What to work on :: Nothing but an exact copy of the records below counts as the answer.

*** Opening of Records to use ***

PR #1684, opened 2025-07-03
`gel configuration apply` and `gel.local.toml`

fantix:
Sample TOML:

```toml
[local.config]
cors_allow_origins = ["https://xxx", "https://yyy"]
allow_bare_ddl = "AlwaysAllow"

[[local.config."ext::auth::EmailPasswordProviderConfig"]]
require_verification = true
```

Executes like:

*** Close of Records to use ***

Solution for this problem ::
PR #1684, opened 2025-07-03
`gel configuration apply` and `gel.local.toml`

fantix:
Sample TOML:

```toml
[local.config]
cors_allow_origins = ["https://xxx", "https://yyy"]
allow_bare_ddl = "AlwaysAllow"

[[local.config."ext::auth::EmailPasswordProviderConfig"]]
require_verification = true
```

Executes like:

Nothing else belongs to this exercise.